** Dataset **
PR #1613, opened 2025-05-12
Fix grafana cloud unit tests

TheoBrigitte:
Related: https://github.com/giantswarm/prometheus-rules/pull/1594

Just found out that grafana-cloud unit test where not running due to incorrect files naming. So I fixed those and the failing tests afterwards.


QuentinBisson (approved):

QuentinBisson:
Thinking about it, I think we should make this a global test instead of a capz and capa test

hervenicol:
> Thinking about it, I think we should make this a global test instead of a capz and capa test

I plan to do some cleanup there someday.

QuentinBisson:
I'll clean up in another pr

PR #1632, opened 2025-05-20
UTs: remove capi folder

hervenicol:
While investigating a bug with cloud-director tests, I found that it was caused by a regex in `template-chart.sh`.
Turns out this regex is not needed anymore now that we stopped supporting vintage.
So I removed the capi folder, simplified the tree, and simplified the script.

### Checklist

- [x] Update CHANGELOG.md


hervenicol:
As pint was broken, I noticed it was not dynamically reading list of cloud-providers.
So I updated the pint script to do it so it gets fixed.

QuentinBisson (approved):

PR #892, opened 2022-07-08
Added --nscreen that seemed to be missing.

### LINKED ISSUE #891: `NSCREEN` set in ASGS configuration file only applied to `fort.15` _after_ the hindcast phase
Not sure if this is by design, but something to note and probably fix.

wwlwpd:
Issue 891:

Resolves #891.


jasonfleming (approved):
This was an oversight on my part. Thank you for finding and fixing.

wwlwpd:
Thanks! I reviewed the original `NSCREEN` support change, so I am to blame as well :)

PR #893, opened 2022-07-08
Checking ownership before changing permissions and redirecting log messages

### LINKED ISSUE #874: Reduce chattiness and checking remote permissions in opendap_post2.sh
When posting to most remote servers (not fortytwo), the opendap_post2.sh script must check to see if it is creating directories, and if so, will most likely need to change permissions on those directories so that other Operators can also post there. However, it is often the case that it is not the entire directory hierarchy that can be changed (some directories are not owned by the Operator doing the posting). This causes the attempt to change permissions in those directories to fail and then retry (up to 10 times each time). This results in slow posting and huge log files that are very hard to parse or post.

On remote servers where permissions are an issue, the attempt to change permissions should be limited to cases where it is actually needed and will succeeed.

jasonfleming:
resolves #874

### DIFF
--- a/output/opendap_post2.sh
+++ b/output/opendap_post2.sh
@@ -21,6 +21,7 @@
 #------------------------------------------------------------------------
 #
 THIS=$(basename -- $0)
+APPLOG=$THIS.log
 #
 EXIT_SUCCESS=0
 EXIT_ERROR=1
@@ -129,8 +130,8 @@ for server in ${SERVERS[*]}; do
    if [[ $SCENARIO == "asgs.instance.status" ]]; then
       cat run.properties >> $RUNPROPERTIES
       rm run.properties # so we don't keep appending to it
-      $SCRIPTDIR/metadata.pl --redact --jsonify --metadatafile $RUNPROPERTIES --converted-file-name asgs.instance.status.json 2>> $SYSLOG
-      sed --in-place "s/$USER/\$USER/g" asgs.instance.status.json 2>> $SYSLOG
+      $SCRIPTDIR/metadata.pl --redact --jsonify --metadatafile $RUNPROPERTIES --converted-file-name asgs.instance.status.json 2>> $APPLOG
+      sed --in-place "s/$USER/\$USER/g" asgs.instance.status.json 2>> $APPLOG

** Work to be completed **
Copy whichever lines of the records above contain the word "regex".

** Final answer **
While investigating a bug with cloud-director tests, I found that it was caused by a regex in `template-chart.sh`.
Turns out this regex is not needed anymore now that we stopped supporting vintage.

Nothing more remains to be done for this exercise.